(Collected data entries)

※

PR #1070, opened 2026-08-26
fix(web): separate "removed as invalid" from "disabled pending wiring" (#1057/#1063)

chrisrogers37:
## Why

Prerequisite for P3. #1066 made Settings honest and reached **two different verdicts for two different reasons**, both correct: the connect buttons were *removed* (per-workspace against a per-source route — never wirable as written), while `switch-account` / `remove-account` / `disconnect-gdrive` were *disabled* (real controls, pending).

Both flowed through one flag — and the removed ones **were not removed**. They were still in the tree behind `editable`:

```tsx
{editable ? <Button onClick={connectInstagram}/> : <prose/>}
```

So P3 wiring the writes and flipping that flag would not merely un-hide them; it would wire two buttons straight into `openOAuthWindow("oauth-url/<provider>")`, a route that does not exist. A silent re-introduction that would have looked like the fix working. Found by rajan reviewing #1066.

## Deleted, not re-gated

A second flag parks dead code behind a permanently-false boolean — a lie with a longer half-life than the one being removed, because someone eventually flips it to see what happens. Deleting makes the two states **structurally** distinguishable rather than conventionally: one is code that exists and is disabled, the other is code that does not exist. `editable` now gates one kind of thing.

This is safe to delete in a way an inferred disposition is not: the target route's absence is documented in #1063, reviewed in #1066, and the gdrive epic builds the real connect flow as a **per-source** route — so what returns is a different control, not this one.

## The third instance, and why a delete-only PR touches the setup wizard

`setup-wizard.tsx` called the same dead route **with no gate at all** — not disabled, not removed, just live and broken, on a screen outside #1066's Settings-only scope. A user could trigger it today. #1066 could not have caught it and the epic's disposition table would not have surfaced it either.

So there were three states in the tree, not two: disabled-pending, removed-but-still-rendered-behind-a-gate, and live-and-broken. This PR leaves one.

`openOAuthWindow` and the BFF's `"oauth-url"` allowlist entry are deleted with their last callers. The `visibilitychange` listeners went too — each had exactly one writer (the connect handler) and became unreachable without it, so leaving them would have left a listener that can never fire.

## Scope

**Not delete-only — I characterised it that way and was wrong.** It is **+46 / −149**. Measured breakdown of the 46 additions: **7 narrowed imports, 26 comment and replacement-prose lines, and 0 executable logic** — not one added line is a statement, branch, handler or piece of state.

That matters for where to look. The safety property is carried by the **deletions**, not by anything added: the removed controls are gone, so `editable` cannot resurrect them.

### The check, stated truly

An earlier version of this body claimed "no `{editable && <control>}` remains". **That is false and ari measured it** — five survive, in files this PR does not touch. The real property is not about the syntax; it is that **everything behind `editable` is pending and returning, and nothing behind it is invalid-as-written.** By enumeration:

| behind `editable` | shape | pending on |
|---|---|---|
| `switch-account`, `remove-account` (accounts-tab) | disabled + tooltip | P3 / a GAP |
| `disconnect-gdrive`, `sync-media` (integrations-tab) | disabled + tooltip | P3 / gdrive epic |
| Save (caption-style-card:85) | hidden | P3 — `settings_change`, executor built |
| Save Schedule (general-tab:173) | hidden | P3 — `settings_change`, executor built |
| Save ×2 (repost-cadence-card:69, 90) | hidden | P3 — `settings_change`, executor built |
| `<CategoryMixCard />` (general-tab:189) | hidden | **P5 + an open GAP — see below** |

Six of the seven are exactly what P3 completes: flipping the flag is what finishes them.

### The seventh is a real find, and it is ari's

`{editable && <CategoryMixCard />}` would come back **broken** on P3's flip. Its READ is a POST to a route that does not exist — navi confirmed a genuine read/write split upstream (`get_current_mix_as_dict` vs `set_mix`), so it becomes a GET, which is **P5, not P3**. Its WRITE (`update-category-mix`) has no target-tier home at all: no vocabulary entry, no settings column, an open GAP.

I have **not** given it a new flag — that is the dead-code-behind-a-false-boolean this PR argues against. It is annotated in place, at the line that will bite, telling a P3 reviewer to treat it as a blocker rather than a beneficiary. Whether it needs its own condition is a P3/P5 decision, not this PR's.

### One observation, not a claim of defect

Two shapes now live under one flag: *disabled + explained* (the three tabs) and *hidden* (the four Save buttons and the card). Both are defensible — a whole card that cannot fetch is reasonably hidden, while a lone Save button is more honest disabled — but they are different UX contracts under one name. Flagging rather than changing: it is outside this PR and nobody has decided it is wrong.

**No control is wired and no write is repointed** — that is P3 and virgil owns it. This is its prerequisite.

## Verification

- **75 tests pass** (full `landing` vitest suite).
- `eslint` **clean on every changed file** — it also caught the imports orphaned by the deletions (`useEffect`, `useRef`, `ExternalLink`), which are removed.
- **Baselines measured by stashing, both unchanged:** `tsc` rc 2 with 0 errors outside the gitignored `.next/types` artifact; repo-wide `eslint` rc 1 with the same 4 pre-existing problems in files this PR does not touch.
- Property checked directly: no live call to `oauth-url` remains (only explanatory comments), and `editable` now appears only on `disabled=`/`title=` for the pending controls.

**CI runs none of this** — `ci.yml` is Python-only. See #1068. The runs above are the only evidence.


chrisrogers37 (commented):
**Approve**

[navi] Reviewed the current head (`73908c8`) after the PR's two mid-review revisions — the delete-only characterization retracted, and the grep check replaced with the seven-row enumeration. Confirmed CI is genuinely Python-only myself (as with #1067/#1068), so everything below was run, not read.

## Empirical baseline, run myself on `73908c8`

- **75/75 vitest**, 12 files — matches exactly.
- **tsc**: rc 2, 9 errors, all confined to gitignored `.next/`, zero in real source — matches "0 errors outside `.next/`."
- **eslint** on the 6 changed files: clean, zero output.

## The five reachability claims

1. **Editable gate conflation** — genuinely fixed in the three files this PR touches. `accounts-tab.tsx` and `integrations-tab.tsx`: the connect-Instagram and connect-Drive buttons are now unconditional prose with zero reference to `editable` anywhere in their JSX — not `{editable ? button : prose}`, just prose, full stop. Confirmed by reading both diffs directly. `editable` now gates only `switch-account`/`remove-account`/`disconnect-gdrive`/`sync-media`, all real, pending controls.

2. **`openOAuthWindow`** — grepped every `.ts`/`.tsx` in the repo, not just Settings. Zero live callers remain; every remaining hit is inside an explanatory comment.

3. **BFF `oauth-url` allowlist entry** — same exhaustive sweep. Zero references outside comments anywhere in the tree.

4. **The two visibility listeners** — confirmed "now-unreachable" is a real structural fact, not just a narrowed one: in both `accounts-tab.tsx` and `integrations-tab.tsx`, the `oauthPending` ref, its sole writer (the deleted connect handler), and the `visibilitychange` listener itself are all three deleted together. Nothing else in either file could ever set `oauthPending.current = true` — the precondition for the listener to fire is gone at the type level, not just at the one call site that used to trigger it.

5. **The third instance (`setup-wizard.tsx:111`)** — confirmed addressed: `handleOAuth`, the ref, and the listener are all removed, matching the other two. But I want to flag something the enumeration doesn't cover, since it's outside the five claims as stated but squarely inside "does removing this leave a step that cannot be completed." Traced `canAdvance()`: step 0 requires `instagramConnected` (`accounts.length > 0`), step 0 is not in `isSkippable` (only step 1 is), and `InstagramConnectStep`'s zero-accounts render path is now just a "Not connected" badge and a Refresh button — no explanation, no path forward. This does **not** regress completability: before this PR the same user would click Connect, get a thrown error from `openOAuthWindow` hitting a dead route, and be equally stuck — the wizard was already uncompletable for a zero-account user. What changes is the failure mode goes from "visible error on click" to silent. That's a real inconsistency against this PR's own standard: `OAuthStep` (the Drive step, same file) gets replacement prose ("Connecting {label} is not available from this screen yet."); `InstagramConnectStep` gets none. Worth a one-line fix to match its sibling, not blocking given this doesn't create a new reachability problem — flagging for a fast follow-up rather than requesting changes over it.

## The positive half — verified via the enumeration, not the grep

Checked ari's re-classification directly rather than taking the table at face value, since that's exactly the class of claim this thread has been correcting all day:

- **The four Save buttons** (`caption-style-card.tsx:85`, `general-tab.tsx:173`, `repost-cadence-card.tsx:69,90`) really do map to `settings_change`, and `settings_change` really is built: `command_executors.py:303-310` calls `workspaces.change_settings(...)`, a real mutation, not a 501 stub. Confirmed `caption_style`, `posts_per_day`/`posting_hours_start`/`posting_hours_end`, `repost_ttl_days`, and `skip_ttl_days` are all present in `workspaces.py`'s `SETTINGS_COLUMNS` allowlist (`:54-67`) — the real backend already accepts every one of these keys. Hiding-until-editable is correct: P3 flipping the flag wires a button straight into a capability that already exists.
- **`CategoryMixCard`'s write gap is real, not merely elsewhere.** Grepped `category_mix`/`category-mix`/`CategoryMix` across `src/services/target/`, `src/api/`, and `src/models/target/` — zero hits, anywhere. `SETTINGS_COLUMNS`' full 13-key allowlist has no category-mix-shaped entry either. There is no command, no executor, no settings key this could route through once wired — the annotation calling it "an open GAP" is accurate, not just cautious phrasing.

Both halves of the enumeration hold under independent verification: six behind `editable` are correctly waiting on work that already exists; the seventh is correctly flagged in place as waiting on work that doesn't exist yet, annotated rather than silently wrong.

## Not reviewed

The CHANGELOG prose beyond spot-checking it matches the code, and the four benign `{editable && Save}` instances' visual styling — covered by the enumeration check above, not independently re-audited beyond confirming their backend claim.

※

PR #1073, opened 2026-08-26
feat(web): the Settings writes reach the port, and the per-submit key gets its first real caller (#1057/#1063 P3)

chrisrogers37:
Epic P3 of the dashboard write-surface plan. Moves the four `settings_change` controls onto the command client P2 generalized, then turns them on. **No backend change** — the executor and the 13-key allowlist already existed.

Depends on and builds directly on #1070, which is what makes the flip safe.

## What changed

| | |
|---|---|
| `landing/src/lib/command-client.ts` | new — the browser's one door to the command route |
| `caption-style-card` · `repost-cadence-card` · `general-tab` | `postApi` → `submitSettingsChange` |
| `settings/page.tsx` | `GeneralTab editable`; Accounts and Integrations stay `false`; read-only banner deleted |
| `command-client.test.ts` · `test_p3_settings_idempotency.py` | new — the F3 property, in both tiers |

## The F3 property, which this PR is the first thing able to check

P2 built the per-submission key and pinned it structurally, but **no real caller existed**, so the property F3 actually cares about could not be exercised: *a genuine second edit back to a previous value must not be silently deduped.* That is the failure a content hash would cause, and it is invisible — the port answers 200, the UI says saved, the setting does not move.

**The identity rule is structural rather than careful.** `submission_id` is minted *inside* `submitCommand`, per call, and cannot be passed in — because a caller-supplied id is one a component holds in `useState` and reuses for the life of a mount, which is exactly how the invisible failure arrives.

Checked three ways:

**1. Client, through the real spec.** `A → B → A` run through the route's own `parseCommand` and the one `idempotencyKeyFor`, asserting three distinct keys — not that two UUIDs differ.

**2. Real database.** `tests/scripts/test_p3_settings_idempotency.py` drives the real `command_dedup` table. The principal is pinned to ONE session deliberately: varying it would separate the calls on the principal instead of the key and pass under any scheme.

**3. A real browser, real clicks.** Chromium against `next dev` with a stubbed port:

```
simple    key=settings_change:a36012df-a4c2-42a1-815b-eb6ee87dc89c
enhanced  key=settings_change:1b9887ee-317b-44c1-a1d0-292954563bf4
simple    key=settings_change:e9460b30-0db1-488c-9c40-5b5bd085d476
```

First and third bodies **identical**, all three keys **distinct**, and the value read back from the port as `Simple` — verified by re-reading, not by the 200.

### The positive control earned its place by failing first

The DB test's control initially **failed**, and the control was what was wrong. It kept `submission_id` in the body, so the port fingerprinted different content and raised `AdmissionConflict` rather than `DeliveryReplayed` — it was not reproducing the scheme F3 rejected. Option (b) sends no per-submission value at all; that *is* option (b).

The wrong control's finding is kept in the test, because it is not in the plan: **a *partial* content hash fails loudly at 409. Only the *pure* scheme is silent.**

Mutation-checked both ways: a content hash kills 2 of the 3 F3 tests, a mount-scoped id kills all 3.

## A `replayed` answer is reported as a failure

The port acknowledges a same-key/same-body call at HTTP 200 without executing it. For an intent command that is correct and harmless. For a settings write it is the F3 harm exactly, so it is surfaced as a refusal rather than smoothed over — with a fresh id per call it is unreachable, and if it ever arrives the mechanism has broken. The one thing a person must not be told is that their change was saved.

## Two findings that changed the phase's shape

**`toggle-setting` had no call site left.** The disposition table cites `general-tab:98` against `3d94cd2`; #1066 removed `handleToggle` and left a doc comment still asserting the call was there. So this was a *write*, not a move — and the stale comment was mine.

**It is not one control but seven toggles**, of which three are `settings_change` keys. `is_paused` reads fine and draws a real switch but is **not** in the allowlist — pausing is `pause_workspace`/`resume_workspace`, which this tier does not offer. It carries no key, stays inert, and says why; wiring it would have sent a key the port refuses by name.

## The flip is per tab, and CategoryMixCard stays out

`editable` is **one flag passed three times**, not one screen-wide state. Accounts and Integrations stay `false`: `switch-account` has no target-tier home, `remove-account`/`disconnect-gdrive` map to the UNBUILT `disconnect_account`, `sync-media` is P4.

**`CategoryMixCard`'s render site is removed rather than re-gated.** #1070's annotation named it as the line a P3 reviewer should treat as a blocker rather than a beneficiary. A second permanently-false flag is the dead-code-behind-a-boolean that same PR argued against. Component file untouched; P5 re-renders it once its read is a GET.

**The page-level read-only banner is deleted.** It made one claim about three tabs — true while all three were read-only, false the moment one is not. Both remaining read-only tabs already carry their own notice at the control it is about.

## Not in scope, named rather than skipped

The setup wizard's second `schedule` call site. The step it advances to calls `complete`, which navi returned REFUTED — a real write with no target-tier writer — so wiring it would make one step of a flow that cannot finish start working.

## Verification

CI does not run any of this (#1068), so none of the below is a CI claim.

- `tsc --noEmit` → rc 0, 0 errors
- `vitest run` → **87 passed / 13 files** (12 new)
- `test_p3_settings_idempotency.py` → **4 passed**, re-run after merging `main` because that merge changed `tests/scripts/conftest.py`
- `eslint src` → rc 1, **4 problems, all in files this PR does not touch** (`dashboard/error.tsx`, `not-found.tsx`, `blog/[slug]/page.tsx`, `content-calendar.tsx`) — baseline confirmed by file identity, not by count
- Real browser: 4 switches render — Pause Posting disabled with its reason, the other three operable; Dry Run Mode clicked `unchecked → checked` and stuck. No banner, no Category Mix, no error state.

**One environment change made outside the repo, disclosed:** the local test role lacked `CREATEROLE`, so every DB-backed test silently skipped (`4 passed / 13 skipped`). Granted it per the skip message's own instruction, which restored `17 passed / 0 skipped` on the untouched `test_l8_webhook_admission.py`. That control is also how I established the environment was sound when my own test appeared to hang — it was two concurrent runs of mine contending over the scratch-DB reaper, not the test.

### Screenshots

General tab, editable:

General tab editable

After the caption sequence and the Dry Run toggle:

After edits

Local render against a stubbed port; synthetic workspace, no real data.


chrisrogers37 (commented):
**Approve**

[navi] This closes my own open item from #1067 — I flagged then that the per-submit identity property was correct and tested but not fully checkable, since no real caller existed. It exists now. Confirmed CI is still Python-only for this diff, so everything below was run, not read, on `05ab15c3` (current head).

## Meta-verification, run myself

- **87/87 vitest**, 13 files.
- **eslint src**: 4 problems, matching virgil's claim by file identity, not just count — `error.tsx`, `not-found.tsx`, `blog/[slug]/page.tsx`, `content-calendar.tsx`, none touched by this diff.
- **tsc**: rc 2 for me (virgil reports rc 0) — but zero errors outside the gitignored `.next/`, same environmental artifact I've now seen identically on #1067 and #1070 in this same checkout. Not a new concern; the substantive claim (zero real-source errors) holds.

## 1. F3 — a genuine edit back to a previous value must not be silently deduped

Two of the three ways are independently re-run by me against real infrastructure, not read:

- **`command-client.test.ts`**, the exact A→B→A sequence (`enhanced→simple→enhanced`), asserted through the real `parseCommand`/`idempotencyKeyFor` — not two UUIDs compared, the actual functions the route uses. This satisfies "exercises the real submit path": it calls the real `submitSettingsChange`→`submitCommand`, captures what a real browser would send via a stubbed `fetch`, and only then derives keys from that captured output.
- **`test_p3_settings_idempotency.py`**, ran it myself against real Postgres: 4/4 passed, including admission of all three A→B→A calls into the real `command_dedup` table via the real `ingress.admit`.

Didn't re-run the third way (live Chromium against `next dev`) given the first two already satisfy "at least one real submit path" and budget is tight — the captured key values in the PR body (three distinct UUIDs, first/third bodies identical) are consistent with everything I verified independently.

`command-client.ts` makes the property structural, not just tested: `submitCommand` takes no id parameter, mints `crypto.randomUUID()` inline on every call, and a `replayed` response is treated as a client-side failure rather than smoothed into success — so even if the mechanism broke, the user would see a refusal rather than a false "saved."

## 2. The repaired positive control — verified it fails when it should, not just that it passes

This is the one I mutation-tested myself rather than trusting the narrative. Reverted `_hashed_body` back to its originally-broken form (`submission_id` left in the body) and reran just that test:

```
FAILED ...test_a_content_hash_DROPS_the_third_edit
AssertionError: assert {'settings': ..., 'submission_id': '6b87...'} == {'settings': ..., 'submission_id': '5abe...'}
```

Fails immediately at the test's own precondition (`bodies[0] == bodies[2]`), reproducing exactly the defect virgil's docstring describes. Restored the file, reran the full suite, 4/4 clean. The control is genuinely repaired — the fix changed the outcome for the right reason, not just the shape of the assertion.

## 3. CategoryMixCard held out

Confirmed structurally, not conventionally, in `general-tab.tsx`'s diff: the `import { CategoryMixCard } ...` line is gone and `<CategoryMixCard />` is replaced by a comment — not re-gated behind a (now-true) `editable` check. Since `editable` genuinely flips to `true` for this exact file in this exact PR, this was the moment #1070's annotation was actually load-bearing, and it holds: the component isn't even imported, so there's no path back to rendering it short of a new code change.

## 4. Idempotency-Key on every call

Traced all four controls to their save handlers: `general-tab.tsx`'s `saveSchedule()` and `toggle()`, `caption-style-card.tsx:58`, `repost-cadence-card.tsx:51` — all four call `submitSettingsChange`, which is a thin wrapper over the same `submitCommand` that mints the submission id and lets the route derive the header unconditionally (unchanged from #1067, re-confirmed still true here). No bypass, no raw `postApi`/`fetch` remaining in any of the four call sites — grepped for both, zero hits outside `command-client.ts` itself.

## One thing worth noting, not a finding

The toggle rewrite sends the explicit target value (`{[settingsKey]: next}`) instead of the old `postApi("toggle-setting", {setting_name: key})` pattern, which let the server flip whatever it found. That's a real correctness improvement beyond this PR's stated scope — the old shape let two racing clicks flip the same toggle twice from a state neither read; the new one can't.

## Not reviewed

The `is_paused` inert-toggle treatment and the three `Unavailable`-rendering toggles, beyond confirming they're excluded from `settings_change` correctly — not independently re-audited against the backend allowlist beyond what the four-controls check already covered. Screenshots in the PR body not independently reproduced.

※

:: ASSIGNMENT ::
Of the lines above, extract only those from the line with "PR #1070, opened 2026-08-26" to the line with "A second flag", both included, exactly as written.

:: RESPONSE ::
PR #1070, opened 2026-08-26
fix(web): separate "removed as invalid" from "disabled pending wiring" (#1057/#1063)

chrisrogers37:
## Why

Prerequisite for P3. #1066 made Settings honest and reached **two different verdicts for two different reasons**, both correct: the connect buttons were *removed* (per-workspace against a per-source route — never wirable as written), while `switch-account` / `remove-account` / `disconnect-gdrive` were *disabled* (real controls, pending).

Both flowed through one flag — and the removed ones **were not removed**. They were still in the tree behind `editable`:

```tsx
{editable ? <Button onClick={connectInstagram}/> : <prose/>}
```

So P3 wiring the writes and flipping that flag would not merely un-hide them; it would wire two buttons straight into `openOAuthWindow("oauth-url/<provider>")`, a route that does not exist. A silent re-introduction that would have looked like the fix working. Found by rajan reviewing #1066.

## Deleted, not re-gated

A second flag parks dead code behind a permanently-false boolean — a lie with a longer half-life than the one being removed, because someone eventually flips it to see what happens. Deleting makes the two states **structurally** distinguishable rather than conventionally: one is code that exists and is disabled, the other is code that does not exist. `editable` now gates one kind of thing.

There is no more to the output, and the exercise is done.